Princeton's neighbor-consistent filters slash sound zone instability by 61.8%

Personal sound zones (PSZ) let multiple listeners share a space without headphones, but they rely on accurate head tracking. Small tracking errors — from optical distortion, occlusions, or sensor jitter — cause loudspeaker filters to jump wildly, ruining the audio experience. Now, Hao Jiang and Edgar Choueiri from Princeton's 3D Audio and Applied Acoustics Lab have developed a solution: neighbor-consistent neural filters.

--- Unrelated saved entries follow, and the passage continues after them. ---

PR #646, opened 2025-05-12
Create pipeline to run ACNS scale test

alexcastilio:
Create pipeline to run ACNS with all its corresponding topology and scenarios


modules/python/clusterloader2/utils.py
```diff
@@ -19,17 +19,20 @@
...
 def run_cl2_command(kubeconfig, cl2_image, cl2_config_dir, cl2_report_dir, provider, cl2_config_file="config.yaml", overrides=False, enable_prometheus=False, tear_down_prometheus=True,
-                    enable_exec_service=False, scrape_kubelets=False, scrape_containerd=False):
+                    enable_exec_service=False, scrape_kubelets=False, scrape_containerd=False, scrape_ksm=False, scrape_metrics_server=False):
     docker_client = DockerClient()
 
     command=f"""--provider={provider} --v=2
 --enable-exec-service={enable_exec_service}
 --enable-prometheus-server={enable_prometheus}
 --prometheus-scrape-kubelets={scrape_kubelets}
+--prometheus-scrape-master-kubelets={scrape_kubelets}
```
alyssa1303, line 29: Do we have master kubelet to scrape? Might be better to have a separate parameter for this and set it to False to avoid breaking existing tests.

modules/python/clusterloader2/scale/config/modules/kube-state-metrics/clusterrole.yaml
alyssa1303, line 1: I'm a bit confused why this folder is needed here when it's already in [perf-tests](https://github.com/Azure/perf-tests/tree/main/clusterloader2/pkg/prometheus/manifests/exporters/kube-state-metrics)?

modules/python/clusterloader2/scale/config/modules/node-exporter/clusterrole.yaml
alyssa1303, line 1: Same question about this `node-exporter` folder? I believe they should come with the [cl2 image](https://github.com/Azure/perf-tests/blob/main/clusterloader2/pkg/prometheus/manifests/exporters/node_exporter/node-exporter.yaml). If somethins is missing, the better place to put them is in perf-tests instead of here so other tests can re-use the modules. Ideally, once we enable the flag, these should be applied automatically from CL2

modules/python/clusterloader2/utils.py
alexcastilio: When --prometheus-scrape-master-kubelets is set to true, 2 endpoints for kubelet are added to master service monitor deployed by CL2. I'm collecting memory, cpu for several pods and api server. I'm adding a separate parameter for it

modules/python/clusterloader2/scale/config/modules/kube-state-metrics/clusterrole.yaml
alexcastilio: I have done it this way, to move quicker during development as it was not working out of the box initially. PR raised for it: https://github.com/Azure/perf-tests/pull/37

modules/python/clusterloader2/scale/config/modules/node-exporter/clusterrole.yaml
alexcastilio: Node Exporter is a bit trickier. The way node exporter is deployed currently with CL2 is to SSH access to nodes and deploying a pod manifest in each node: https://github.com/Azure/perf-tests/blob/bb3ffbafcfe43676bffb0124a989389f8e427cbd/clusterloader2/pkg/prometheus/prometheus.go#L528C1-L564C1

To change to a daemonset-based approach would require a bigger piece of change in perf-tests repo with potentially some discussions about implications of changing this approach.

I know this is not ideal, but this was a way to make it work quickly to complete development of test pipeline. If you agree, I would prefer to keep this part as it is now, and once this is changed in perf-tests, we delete this part accordingly. Is that ok?

modules/python/clusterloader2/utils.py
alyssa1303, line 1: Let do this in a separate PR with some testing

modules/python/clusterloader2/scale/config/modules/measurements.yaml
alyssa1303, line 1: Rename this file to clearly state what metrics are being measured here like other files, then move to `measurements` folder

modules/python/clusterloader2/scale/config/modules/node-exporter.yaml
alyssa1303, line 1: This looks more like setup file then measurement file. Let's rename the file to correctly reflect what it does. Also, what is the exact metrics being looked at here?

modules/python/clusterloader2/scale/config/modules/cilium-measurements.yaml
alyssa1303, line 1: Move to folder called `measurements`

steps/topology/observability/validate-resources.yml
```diff
@@ -0,0 +1,16 @@
...
+    type: object
+
+steps:
+  - template: /steps/cloud/${{ parameters.cloud }}/update-kubeconfig.yml
+    parameters:
+      role: slo
+      region: ${{ parameters.regions[0] }}
+# - template: /steps/engine/clusterloader2/slo/validate.yml
+#   parameters:
+#     desired_nodes: $(node_count)
```
alyssa1303, line 16: If not used, please remove

steps/topology/observability/collect-clusterloader2.yml
```diff
@@ -0,0 +1,22 @@
...
+- template: /steps/engine/clusterloader2/scale/collect.yml
+  parameters:
+    cloud: ${{ parameters.cloud }}
+    engine_input: ${{ parameters.engine_input }}
+    region: ${{ parameters.regions[0] }}
+- script: |
+    run_id=$(Build.BuildId)-$(System.JobId)
+    echo "Run ID: $run_id"
+    echo "##vso[task.setvariable variable=RUN_ID]$run_id"
+  displayName: "Set unique Run ID before publish"
```
alyssa1303, line 22: Why is this step needed?

alyssa1303 (commented):
Can we rename the folder from `scale` to `acns` or something to reflect what it's trying to test here?

scenarios/perf-eval/acns-azurecni-overlay-cilium/terraform-inputs/azure.tfvars
```diff
@@ -0,0 +1,79 @@
...
+deletion_delay = "20h"
+owner          = "aks"
+
+aks_cli_config_list = [
+  {
+    role               = "slo"
+    aks_name           = "telescope-acns-scale-test"
+    sku_tier           = "standard"
+    kubernetes_version = "1.32"
+    sku_tier           = "Standard"
```
alyssa1303, line 12: Duplicate? Remove

scenarios/perf-eval/acns-azurecni-overlay/terraform-inputs/azure.tfvars
```diff
@@ -0,0 +1,75 @@
...
+deletion_delay = "20h"
+owner          = "aks"
+
+aks_cli_config_list = [
+  {
+    role               = "slo"
+    aks_name           = "telescope-acns-scale-test"
+    sku_tier           = "standard"
+    kubernetes_version = "1.32"
+    sku_tier           = "Standard"
```
alyssa1303, line 12: Remove

scenarios/perf-eval/non-acns-azurecni-overlay/terraform-inputs/azure.tfvars
```diff
@@ -0,0 +1,71 @@
...
+deletion_delay = "20h"
+owner          = "aks"
+
+aks_cli_config_list = [
+  {
+    role               = "slo"
+    aks_name           = "telescope-acns-scale-test"
+    sku_tier           = "standard"
+    kubernetes_version = "1.32"
+    sku_tier           = "Standard"
```
alyssa1303, line 12: Remove

scenarios/perf-eval/acns-azurecni-overlay-cilium/terraform-inputs/azure.tfvars
```diff
@@ -0,0 +1,79 @@
+scenario_type  = "perf-eval"
+scenario_name  = "retina-oss-standard-basic"
```
alyssa1303, line 2: scenario_name should match folder name. This should be `acns-azurecni-overlay-cilium`

scenarios/perf-eval/acns-azurecni-overlay/terraform-inputs/azure.tfvars
```diff
@@ -0,0 +1,75 @@
+scenario_type  = "perf-eval"
+scenario_name  = "acns-azurecni-overlay"
```
alyssa1303, line 2: scenario_name should match folder name.

scenarios/perf-eval/non-acns-azurecni-overlay/terraform-inputs/azure.tfvars
```diff
@@ -0,0 +1,71 @@
+scenario_type  = "perf-eval"
+scenario_name  = "acns-azurecni-overlay"
```
alyssa1303, line 2: scenario_name should match folder name.

modules/python/clusterloader2/scale/config/modules/kube-state-metrics.yaml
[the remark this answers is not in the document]
alexcastilio: This is only deploying ksm. Metrics are collected under `measurements/` folder. Regarding ksm I'm getting kube_pod_container_status_restarts_total for AMA Logs, retina and cilium

steps/topology/observability/collect-clusterloader2.yml
alexcastilio: I saw this in some other tests (topologies cilium-usercluster-autoscale, cilium-usercluster, network-load, network-policy-scale) to set a unique Run ID so I can correlated data published to corresponding execution when it's published

modules/python/clusterloader2/utils.py
alexcastilio: PR for this: https://github.com/Azure/telescope/pull/649
Please let me know if you need something else from my side on this, as I will need this PR merged to be able to continue running the pipeline

modules/python/clusterloader2/scale/config/modules/node-exporter.yaml
alexcastilio: This is to deploy node exporter components. What name you suggest? Metrics collected are stored in files under `measurements` folder

modules/python/clusterloader2/scale/config/config.yaml
```diff
@@ -0,0 +1,95 @@
...
+          duration: 5m
+
+  - module:
+      path: /modules/scale-test.yaml
+      params:
+        action: start
+        group: {{$groupName}}
+        createRetinaNetworkFlowLogs: true
+        labelTrafficPods: {{$labelTrafficPods}}
+    {{end}}
```
alyssa1303, line 88: This is redundant. Why don't you use `generateRetinaNetworkFlowLogs` in `createRetinaNetworkFlowLogs` and let scale-test handle the rest? This should suffice:
```
  - module:
      path: /modules/scale-test.yaml
      params:
        action: start
        group: {{$groupName}}
        createRetinaNetworkFlowLogs: {{$generateRetinaNetworkFlowLogs}}
        labelTrafficPods: {{$labelTrafficPods}}
```
Even better, just use the same name for parameters instead of 2 different names to do the same thing as they're both boolean value.
```
  - module:
      path: /modules/scale-test.yaml
      params:
        action: start
        group: {{$groupName}}
        createRetinaNetworkFlowLogs: {{$createRetinaNetworkFlowLogs}}
        labelTrafficPods: {{$labelTrafficPods}}
```

modules/python/clusterloader2/scale/config/modules/reconcile-objects.yaml
```diff
@@ -0,0 +1,362 @@
...
+    - ""
+    replicasPerNamespace: 0
+    tuningSet: {{$tuningSet}}
+    objectBundle:
+    - basename: retina-network-flow-log
+      objectTemplatePath: modules/pfl/retinanetworkflowlog.yaml
+      templateFillMap:
+        Group: {{.Group}}
+        namespaces: {{$namespaces}}
+{{end}}
```
alyssa1303, line 362: If you want to make reconcile-objects into a template, then you should allow customization of `replicasPerNamespace` so for create action, you specific the desired replica, and for delete action, you specific 0 like this [file](https://github.com/Azure/telescope/blob/main/modules/python/clusterloader2/slo/config/modules/reconcile-objects.yaml). This part can then be removed and in the scale-test. it should call reconcile-object with delete action.

steps/topology/observability/collect-clusterloader2.yml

The team trains coordinate-conditioned neural networks to generate real-time PSZ filters, but adds a regularization term that penalizes large filter differences between a given listener position and its randomly perturbed neighbors. This forces the network to produce smooth, stable outputs even when tracking coordinates are noisy. In simulations using a 25-position anchor set and a split-band system, the method slashed RMS spatial variation rates by 55.9% in the woofer band and 30.3% in the tweeter band. Real-world tests with a 24-driver linear array and two stationary head-and-torso simulators showed worst-case neighborhood isolation improved by 16.9%, and spatial variation rates dropped up to 61.8% — all while maintaining strong isolation between zones. The work makes PSZ systems dramatically more resilient to the inevitable imperfections of real-world tracking hardware.